--- Problem description ---
Starting at the line that holds "very last moment." and stopping at the line that holds "4. A new test", restate the records below word for word, with both of those lines included.

Dataset entries:
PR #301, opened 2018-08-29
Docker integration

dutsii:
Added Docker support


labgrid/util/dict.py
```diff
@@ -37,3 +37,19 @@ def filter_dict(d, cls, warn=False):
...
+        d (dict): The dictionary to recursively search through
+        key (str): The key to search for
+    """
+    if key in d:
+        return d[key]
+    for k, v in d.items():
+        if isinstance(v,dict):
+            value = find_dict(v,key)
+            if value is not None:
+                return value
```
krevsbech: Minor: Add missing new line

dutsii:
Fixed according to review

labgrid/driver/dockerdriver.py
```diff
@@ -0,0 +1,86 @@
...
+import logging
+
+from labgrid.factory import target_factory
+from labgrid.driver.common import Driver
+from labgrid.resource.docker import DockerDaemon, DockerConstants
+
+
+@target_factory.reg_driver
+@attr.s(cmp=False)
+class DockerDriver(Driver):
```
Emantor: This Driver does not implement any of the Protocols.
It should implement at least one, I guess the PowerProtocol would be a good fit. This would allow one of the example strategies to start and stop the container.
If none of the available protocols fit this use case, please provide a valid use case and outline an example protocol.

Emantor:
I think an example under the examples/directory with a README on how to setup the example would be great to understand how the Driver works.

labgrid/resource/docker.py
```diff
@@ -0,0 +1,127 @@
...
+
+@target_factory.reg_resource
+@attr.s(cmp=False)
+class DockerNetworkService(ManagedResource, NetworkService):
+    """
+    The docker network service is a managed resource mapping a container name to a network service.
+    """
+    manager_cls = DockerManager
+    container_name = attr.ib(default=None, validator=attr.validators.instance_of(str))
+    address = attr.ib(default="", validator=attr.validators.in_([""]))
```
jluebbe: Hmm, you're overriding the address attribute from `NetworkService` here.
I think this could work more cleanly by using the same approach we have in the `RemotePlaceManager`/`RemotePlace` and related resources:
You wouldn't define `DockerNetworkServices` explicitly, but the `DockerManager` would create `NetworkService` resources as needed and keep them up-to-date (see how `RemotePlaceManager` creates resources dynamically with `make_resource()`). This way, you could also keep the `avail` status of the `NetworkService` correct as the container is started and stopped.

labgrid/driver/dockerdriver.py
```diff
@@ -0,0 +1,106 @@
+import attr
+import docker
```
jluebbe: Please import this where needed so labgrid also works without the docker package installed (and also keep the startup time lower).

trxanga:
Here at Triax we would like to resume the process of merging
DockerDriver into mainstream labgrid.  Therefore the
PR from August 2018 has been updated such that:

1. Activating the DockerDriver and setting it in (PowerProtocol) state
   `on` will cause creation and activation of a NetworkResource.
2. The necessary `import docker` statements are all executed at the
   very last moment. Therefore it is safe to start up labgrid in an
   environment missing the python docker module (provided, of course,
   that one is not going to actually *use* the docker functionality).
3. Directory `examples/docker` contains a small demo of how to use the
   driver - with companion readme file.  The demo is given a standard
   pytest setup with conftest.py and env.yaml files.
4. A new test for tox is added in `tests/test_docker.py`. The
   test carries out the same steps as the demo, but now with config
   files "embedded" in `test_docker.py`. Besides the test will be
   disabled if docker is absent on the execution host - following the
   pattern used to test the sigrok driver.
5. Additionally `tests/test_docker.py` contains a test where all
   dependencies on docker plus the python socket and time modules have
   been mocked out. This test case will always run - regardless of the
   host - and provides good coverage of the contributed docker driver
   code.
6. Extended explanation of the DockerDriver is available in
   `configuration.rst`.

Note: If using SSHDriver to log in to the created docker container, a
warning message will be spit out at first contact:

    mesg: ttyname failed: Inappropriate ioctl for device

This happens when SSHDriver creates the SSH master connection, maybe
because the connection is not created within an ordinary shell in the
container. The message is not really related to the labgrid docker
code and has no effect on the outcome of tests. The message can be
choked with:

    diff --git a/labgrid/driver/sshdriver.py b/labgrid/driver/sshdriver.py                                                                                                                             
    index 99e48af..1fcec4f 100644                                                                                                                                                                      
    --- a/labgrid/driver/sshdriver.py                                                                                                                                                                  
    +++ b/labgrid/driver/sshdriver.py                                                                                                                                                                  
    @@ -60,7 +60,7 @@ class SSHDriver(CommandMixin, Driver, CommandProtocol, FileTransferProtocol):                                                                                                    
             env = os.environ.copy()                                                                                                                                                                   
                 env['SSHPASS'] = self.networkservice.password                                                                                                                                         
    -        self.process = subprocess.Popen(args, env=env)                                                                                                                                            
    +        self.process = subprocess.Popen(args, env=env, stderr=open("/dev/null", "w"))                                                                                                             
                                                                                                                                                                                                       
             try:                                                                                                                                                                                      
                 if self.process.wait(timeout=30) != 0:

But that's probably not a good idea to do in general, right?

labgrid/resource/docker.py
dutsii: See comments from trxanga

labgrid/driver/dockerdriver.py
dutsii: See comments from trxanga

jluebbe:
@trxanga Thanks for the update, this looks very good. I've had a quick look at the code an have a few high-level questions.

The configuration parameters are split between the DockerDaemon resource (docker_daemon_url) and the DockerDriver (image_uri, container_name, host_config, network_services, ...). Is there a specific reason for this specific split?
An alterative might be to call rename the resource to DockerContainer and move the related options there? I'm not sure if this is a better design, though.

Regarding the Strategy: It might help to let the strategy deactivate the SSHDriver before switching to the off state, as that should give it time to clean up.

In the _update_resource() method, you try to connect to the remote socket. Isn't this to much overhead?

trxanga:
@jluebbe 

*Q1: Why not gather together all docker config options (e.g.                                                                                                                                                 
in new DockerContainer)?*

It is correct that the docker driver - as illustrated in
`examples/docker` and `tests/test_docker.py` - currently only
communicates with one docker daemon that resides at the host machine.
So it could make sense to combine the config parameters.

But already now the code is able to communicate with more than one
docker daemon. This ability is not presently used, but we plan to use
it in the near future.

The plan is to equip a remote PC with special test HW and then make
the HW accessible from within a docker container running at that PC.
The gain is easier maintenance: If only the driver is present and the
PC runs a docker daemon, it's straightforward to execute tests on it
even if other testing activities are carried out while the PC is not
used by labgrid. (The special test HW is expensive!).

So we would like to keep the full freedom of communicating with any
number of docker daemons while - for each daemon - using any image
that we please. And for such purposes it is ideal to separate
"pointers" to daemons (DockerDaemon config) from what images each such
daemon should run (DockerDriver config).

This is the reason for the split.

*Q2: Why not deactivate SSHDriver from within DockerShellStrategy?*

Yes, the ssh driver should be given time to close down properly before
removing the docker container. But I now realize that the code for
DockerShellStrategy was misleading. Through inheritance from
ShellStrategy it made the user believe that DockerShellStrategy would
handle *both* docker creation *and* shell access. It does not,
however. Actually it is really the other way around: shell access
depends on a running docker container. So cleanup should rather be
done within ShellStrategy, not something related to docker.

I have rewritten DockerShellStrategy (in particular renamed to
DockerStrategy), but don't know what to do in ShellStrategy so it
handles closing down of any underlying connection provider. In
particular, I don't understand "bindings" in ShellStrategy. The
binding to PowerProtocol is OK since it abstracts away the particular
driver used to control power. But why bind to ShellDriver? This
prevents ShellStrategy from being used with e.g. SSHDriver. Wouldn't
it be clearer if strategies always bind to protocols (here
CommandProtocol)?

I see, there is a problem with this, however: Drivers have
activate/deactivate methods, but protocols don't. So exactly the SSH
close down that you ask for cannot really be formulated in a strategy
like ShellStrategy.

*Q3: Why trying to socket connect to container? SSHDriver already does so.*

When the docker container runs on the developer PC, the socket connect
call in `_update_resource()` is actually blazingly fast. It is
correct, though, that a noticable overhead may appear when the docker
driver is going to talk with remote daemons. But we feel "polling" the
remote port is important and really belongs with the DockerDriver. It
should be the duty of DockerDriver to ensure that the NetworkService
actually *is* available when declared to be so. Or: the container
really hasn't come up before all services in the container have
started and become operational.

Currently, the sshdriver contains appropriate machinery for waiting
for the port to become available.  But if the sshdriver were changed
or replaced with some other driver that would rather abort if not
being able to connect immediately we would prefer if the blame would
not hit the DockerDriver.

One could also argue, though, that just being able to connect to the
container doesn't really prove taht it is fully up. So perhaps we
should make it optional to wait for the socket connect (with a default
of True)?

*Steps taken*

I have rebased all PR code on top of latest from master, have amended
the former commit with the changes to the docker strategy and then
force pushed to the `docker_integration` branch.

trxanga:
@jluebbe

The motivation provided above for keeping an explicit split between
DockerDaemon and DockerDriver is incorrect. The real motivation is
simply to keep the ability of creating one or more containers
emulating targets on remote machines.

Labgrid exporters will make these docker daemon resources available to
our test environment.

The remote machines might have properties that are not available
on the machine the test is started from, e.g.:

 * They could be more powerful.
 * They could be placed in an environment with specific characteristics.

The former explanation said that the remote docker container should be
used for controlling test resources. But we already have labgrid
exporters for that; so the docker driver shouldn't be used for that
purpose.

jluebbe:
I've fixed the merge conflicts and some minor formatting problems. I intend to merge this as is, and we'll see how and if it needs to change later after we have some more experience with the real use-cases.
---
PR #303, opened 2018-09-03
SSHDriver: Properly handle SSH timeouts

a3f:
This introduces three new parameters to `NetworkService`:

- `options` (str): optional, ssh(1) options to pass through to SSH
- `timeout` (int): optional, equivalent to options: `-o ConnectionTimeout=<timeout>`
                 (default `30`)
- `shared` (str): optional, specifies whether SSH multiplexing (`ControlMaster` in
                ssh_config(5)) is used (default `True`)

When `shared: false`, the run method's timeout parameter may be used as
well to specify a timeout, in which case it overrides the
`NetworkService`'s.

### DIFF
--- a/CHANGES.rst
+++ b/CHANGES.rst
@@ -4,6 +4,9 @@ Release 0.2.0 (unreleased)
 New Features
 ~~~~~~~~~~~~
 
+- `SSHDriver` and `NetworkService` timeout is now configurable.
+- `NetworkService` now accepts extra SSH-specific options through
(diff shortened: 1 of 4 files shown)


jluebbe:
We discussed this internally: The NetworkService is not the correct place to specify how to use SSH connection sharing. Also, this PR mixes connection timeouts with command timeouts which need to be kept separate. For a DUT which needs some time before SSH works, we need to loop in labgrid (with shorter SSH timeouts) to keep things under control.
---
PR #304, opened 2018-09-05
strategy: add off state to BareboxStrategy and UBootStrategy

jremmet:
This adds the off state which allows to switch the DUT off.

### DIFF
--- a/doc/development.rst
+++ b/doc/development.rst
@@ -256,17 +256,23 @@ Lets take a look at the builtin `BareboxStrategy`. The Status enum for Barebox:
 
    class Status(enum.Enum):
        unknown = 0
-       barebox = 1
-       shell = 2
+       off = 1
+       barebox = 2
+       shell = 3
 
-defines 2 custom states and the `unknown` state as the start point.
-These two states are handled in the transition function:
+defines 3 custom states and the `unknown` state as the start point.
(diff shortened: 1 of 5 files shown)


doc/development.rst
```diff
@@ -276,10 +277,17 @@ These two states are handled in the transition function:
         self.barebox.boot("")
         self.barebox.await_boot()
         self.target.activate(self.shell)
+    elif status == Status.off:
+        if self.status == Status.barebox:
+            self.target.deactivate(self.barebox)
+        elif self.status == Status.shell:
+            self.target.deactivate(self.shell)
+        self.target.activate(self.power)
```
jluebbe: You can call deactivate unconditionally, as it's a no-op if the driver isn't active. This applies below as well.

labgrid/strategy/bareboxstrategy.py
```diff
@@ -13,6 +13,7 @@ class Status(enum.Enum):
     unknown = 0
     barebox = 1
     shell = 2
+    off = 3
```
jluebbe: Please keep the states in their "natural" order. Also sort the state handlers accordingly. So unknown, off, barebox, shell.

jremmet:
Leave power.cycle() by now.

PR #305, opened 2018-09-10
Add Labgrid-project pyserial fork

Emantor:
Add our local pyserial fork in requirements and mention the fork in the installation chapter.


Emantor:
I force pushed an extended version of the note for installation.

--- Exercise result ---
   very last moment. Therefore it is safe to start up labgrid in an
   environment missing the python docker module (provided, of course,
   that one is not going to actually *use* the docker functionality).
3. Directory `examples/docker` contains a small demo of how to use the
   driver - with companion readme file.  The demo is given a standard
   pytest setup with conftest.py and env.yaml files.
4. A new test for tox is added in `tests/test_docker.py`. The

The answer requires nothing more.